I have an examples ;
List A : 1, 3, 5, 7
List B : 2, 4, 6, 8
Find rank(i) = 4.
First Step : i/2 = 2;
List A now contains is A: 1, 3
List B now contains is B: 2, 4
compare A[i] to B[i] i.e
A[i] is less;
So the lists now become :
A: 3
B: 2,4
Second Step:
i/2 = 1
List A now contains A:3
List B now contains B:2
NoW I HAVE LOST THE VALUE 4 which is actually the result ...
I know I am missing some thing , but even after close to a day of thinking I cant just figure this one out...
Yes:
You know the element lies within either index [0,i] of the first list or [0,i] of the second list. Take element i/2 from each list and compare. Proceed by bisection.
I'm not including any code because this problem sounds a lot like homework.
EDIT: Bisection is the method behind binary search. It works like this:
Assume i = 10; (zero-based indexing, we're looking for the 11th element overall).
On the first step, you know the answer is either in list1(0...10) or list2(0...10). Take a = list1(5) and b = list2(5).

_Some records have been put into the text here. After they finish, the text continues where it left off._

PR #6197, opened 2017-05-09
Replace all runtime calls to the system allocator with wrapper functions

ronawho:
Add sys_{malloc, calloc, realloc, memalign, free} wrappers and use them instead
of directly calling the system allocator. This allows the lookForBadAlloc
script (added in #6163) to run cleanly.

Generally speaking, we want our runtime to call the chapel allocator, instead
of the system one. This can offer better performance, and more importantly for
cases where the heap is registered, we usually want allocations in the runtime
to be registered as well. It also allows us to track memory allocations via
'chplmemtrack'. There are a few special cases where we need to call the system
allocator (memory layer not initialized yet, want non-registered memory.) Those
few cases now call the sys_ wrappers instead of directly calling the system
allocator.

Historically, we've enforced our "don't use the system allocator" policy with
'chpl-mem-warning-macros.h/chpl-mem-no-warning-macros.h/', which does something
like "#define malloc dont_use_malloc_use_chpl_mem_allocMany_instead". This
approach has a couple unfortunate downsides:
 - It prevents the token "malloc" from being used, not just calls the function
   so we have to turn off the warnings in more places than ideal
 - It causes portability issues (especially on cygwin). We define malloc
   before including system headers in many files, and so if a system header
   uses the token malloc, we fail to build. e.g.

This patch allows the ./util/devel/lookForBadAlloc script to pass. My intention
is to use that script to check that we're not mistakenly calling the system
allocator and retire chpl-mem-warning-macros.h.

Beyond changing calls to the system allocators to use the sys_ wrappers, there
are some minor cleanups, behavior changes, and bugfixes exposed by this effort:
 - fix mismatched call to system strndup and qio_free (hdfs bug)
 - fix chpl-mem-replace-malloc.c memalign call to __libc_memalign (memtrack bug)
 - remove chpltypes_malloc wrapper, which duplicated chpl_mem_allocMany logic
 - qbytes_iobuf is now system page aligned instead of heap page aligned
   - wastes less space when hugepages are used
   - may want to use system allocator for qbytes_iobuf in the future

### DIFF
--- a/runtime/include/chpl-mem-sys.h
+++ b/runtime/include/chpl-mem-sys.h
@@ -1,0 +1,62 @@
+/*
+ * Copyright 2004-2017 Cray Inc.
+ * Other additional copyright holders may be indicated within.
+ *
+ * The entirety of this work is licensed under the Apache License,
+ * Version 2.0 (the "License"); you may not use this file except
+ * in compliance with the License.
+ *
+ * You may obtain a copy of the License at
+ *
+ *     http://www.apache.org/licenses/LICENSE-2.0
+ *
+ * Unless required by applicable law or agreed to in writing, software
+ * distributed under the License is distributed on an "AS IS" BASIS,
+ * WITHOUT WARRANTIES OR CONDITIONS OF ANY KIND, either express or implied.
+ * See the License for the specific language governing permissions and
+ * limitations under the License.
+ */
+
+#ifndef _chpl_mem_sys_H_
+#define _chpl_mem_sys_H_
+
+// disable mem warnings since we need to call the system allocator
+#include "chpl-mem-no-warning-macros.h"
+
+#include <stdlib.h>
+#ifdef __GLIBC__
+#include <malloc.h>  // get memalign
+#endif
+
+static inline void* sys_calloc(size_t n, size_t size) {
+  return calloc(n, size);
+}
+
+static inline void* sys_malloc(size_t size) {
+  return malloc(size);
+}
+
+static inline void* sys_memalign(size_t boundary, size_t size) {
+#ifdef __GLIBC__
+  return memalign(boundary, size);
+#else
+  void* ret = NULL;
+  int rc;
+  rc = posix_memalign(&ret, boundary, size);
+  if( rc == 0 ) return ret;
+  else return NULL;
+#endif
+}
+
+static inline void* sys_realloc(void* ptr, size_t size) {
+  return realloc(ptr, size);
+}
+
+static inline void sys_free(void* ptr) {
+  free(ptr);
+}
+
+// Now that we've defined our functions, turn the warnings back on.
+#include "chpl-mem-warning-macros.h"
+
+#endif
--- a/runtime/include/chpl-mem.h
+++ b/runtime/include/chpl-mem.h
@@ -249,14 +249,14 @@ size_t chpl_mem_localizationThreshold(void) {
 
 #else // LAUNCHER
 
-#include <stdlib.h>
+#include "chpl-mem-sys.h"
 #include "arg.h"
 
 #define chpl_mem_allocMany(number, size, description, lineno, filename)        \
-  malloc((number)*(size))
+  sys_malloc((number)*(size))
 
 #define chpl_mem_free(ptr, lineno, filename)        \
-  free(ptr)
+  sys_free(ptr)
 
 #endif // LAUNCHER
 
--- a/runtime/include/qio/qbuffer.h
+++ b/runtime/include/qio/qbuffer.h
@@ -474,6 +474,24 @@ qioerr qbuffer_memset(qbuffer_t* buf, qbuffer_iter_t start, qbuffer_iter_t end, 
 #define qio_free(ptr) chpl_mem_free(ptr, 0, 0)
 #define qio_memcpy(dest, src, num) chpl_memcpy(dest, src, num)
 
+typedef chpl_bool qio_bool;
+
+#else
+
+#include "chpl-mem-sys.h"
+
+#define qio_malloc(size) sys_malloc(size)
+#define qio_calloc(nmemb, size) sys_calloc(nmemb,size)
+#define qio_realloc(ptr, size) sys_realloc(ptr, size)
+#define qio_memalign(boundary, size) sys_memalign(boundary, size)
+#define qio_free(ptr) sys_free(ptr)
+#define qio_memcpy(dest, src, num) memcpy(dest, src, num)
+
+typedef bool qio_bool;
+
+#endif
+
+
 #ifdef __cplusplus
 extern "C" {
 #endif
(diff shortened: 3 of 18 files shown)


ronawho:
@gbtitus and @mppf mind reviewing? 

Probably easiest to review commit at a time. Most of the commits are simple, ones that deserve more attention are https://github.com/chapel-lang/chapel/pull/6197/commits/9e132b2daa93b38466cbd1edd92d797525b20b89, https://github.com/chapel-lang/chapel/pull/6197/commits/a2179abe4813f96c6b6d53770870e87f5d706599, https://github.com/chapel-lang/chapel/pull/6197/commits/42a46ca4e376a388c6e879f62c17ca777f4f685d, and https://github.com/chapel-lang/chapel/pull/6197/commits/b18f0d471d2cd3762edd5cbd8e7264fbbe55450e

ronawho:
Oh and tested std, quickstart, gasnet-everything, and gasnet-fast.

runtime/src/qio/qbuffer.c
```diff
@@ -148,14 +148,8 @@ qioerr _qbytes_init_iobuf(qbytes_t* ret)
 {
   void* data = NULL;
   
-  // allocate 4K-aligned (or page size aligned)
-  // multiple of 4K
-  data = qio_valloc(qbytes_iobuf_size);
+  data = qio_memalign(sys_page_size(), qbytes_iobuf_size);
```
mppf: Looks good. For 4K pages it's worth page aligning these (so certain system calls might be faster) but it's probably better to save ~2MB of space than to 2MB-align them. It's also less likely that these are communicated. If later on it turns out that it matters that these are really page aligned, we could conceivably put them on a different heap from the main one if hugepages are in use, so their page size can really be 4K.  (e.g. using the system allocator). But we don't have to do that now.

runtime/include/chpl-mem.h
```diff
@@ -249,14 +249,14 @@ size_t chpl_mem_localizationThreshold(void) {
 
 #else // LAUNCHER
 
-#include <stdlib.h>
+#include "chpl-mem-sys.h"
```
gbtitus: Just curious -- can the check-for-malloc script ignore stuff that is `#ifdef LAUNCHER`?  If so you wouldn't need the changes here.

runtime/src/chpl-mem-replace-malloc.c
```diff
@@ -231,7 +231,7 @@ int posix_memalign(void **memptr, size_t alignment, size_t size)
     *memptr = NULL;
     ret = chpl_posix_memalign_check_valid(alignment);
     if( ret ) return ret;
-    *memptr = memalign(alignment, size);
+    *memptr = __libc_memalign(alignment, size);
```
mppf: Looks like it would have called memalign in this file and that would have checked chpl_mem_inited() and then run __libc_memalign. But the tracking would have accounted for it twice, which is a bug I think.

Looks like a good change to me. Thanks!

runtime/include/qio/qbuffer.h
```diff
@@ -500,13 +485,28 @@ typedef chpl_bool qio_bool;
...
+{
+  char* ret = (char*) qio_malloc(strlen(ptr)+1);
+  if( ret ) strcpy(ret, ptr);
+  return ret;
+}
+
+#ifdef __cplusplus
+} // end extern "C"
+#endif
+
```
mppf: This is fine with me but looks really familiar... I thought I made this change somewhere. Anyway it can be in this PR.

mppf: While we're at it, it'd probably be faster to save the strlen into a len variable and then use memcpy. You don't have to do that now if you don't want to, but I'd appreciate a TODO comment.

runtime/src/qio/auxFilesys/hdfs/qio_plugin_hdfs.c
```diff
@@ -493,10 +493,15 @@ const qio_file_functions_ptr_t hdfs_function_struct_ptr = &hdfs_function_struct;
...
+  char* ret = NULL;
   const char *keys = "."; // We lop off the .us.cray...
-  int i = strcspn (loc, keys);
-
-  return strndup(loc, i);
+  int len = strcspn (loc, keys);
+  ret = (char*) qio_malloc(len+1);
+  if (ret) {
+    ret[len] = '\0';
+    qio_memcpy(ret, loc, len);
```
mppf: Looks good. I'd tend to write the '\0' after the memcpy (easier to optimize), but that's a minor issue & performance is not critical here.

runtime/src/qio/qbuffer.c
mppf: Put another way, I think we should consider making it sys_memalign. I think that was my original intention.

mppf: Note that in some use cases, these channel buffers are just the result of running 'mmap' so they won't necessarily be in the Chapel heap either way.

runtime/include/chpl-mem-sys.h
```diff
@@ -0,0 +1,62 @@
...
+ * WITHOUT WARRANTIES OR CONDITIONS OF ANY KIND, either express or implied.
+ * See the License for the specific language governing permissions and
+ * limitations under the License.
+ */
+
+#ifndef _chpl_mem_sys_H_
+#define _chpl_mem_sys_H_
+
+// disable mem warnings since we need to call the system allocator
+#include "chpl-mem-no-warning-macros.h"
```
gbtitus: If this is now the only remaining instance of including this file I'd be in favor of inlining its contents here and getting rid of it.  (And same for `#include "chpl-mem-warning-macros.h"` below.)

gbtitus:
Looks good -- I had a couple of line comments but it's up to you whether to do anything about/with them.

runtime/include/chpl-mem-sys.h
mppf: Since Elliot is planning to get rid of these warning macros files in a subsequent PR I think it makes more sense to leave them as-is for now. That way he can get more glory out of the next PR :)

runtime/include/chpl-mem.h
ronawho: The check-for-malloc script is a glorified grep (does a fuzzy parse of the source code using cscope) so there's no simple way of doing this, and I personally like switching the launcher case over to sys_{malloc, free}

runtime/include/qio/qbuffer.h
ronawho: I'm happy to change it now

runtime/src/qio/auxFilesys/hdfs/qio_plugin_hdfs.c
ronawho: I'm happy to change, and I slightly prefer the ordering you suggest (easy to read/follow IMO). I went with the current approach because I was looking at the glibc strndup and figured they probably have a reason for putting '\0' first: https://code.woboq.org/userspace/glibc/string/strndup.c.html#48

runtime/include/chpl-mem-sys.h
ronawho: You caught me :)

Yeah, saving this for a future PR. There are still other uses of chpl-mem-no-warning-macros in places where we use the token `malloc` (jemalloc shim) and places where we need to disable it because cygwin system includes reference the token.

I _could_ remove them now, but I'd prefer to merge this, and have the jenkins job that runs ./util/devel/lookForBadAlloc start running normally (mail everybody on failure) and then get rid of the macros so there's no "lapse" in checking

runtime/src/qio/qbuffer.c
ronawho: Just double-checking: you're not asking me to convert it to sys_memalign in this PR, right? Just something to think about for the future?

mppf: Up to you. I think we should convert it to sys_memalign but that is more of a behavior change than you probably want to do in this PR.

ronawho: I'll leave that to you and/or another PR.

runtime/include/qio/qbuffer.h
ronawho: done

runtime/src/qio/auxFilesys/hdfs/qio_plugin_hdfs.c
ronawho: moved

ronawho:
Pushed some minor changes brought up in the review. Anything else you want done prior to merging?

gbtitus:
Ship it!

mppf:
All good by me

If a > b, then there are 5 elements in list1 which come before a, and at least 6 elements in list2 which come before a. So a is an upper bound on the result. Likewise there are 5 elements in list2 which come before b and less than 6 elements in list1 which come before b. So b is an lower bound on the result. Now we know that the result is either in list1(0..5) or list2(5..10). If a < b, then the result is either in list1(5..10) or list2(0..5). And if a == b we have our answer (but the problem said the elements were distinct, therefore a != b).
We just repeat this process, cutting the size of the search space in half at each step. Bisection refers to the fact that we choose the middle element (bisector) out of the range we know includes the result.
So the only difference between this and binary search is that in binary search we compare to a value we're looking for, but here we compare to a value from the other list.
NOTE: this is actually O(log i) which is better (at least no worse than) than O(log n). Furthermore, for small i (perhaps i < 100), it would actually be fewer operations to merge the first i elements (linear search instead of bisection) because that is so much simpler. When you add in cache behavior and data locality, the linear search may well be faster for i up to several thousand.
Also, if i > n then rely on the fact that the result has to be toward the end of either list, your initial candidate range in each list is from ((i-n)..n)
Here is how you do it.
Let the first list be ListX and the second list be ListY. We need to find the right combination of ListX[x] and ListY[y] where x + y = i. Since x, y, i are natural numbers we can immediately constrain our problem domain to x*y. And by using the equations max(x) = len(ListX) and max(y) = len(ListY) we now have a subset of x*y elements in the form [x, y] that we need to search.
What you will do is order those elements like so [i - max(y), max(y)], [i - max(y) + 1, max(y) - 1], ... , [max(x), i - max(x)]. You will then bisect this list by choosing the middle [x, y] combination. Since the lists are ordered and distinct you can test ListX[x] < ListY[y]. If true then we bisect the upper half our [x, y] combinations or if false then we bisect the lower half. You will keep bisecting until find the right combination.
There are a lot of details I left, but that is the general gist of it. It is indeed O(log(n))!
Edit: As Ben pointed out this actually O(log(i)). If we let n = len(ListX) + len(ListY) then we know that i <= n.
When merging two lists, you're going to have to touch every element in both lists. If you don't touch every element, some elements will be left behind. Thus your theoretical lower bound is O(n). So you can't do it that way.
You don't have to sort, since you have two lists that are already sorted, and you can maintain that ordering as part of the merge.
edit: oops, I misread the question. I thought given value, you want to find rank, not the other way around. If you want to find rank given value, then this is how to do it in O(log N):
Yes, you can do this in O(log N), if the list allows O(1) random access (i.e. it's an array and not a linked list).
Binary search on L1
Binary search on L2
Sum the indices
You'd have to work out the math, +1, -1, what to do if element isn't found, etc, but that's the idea.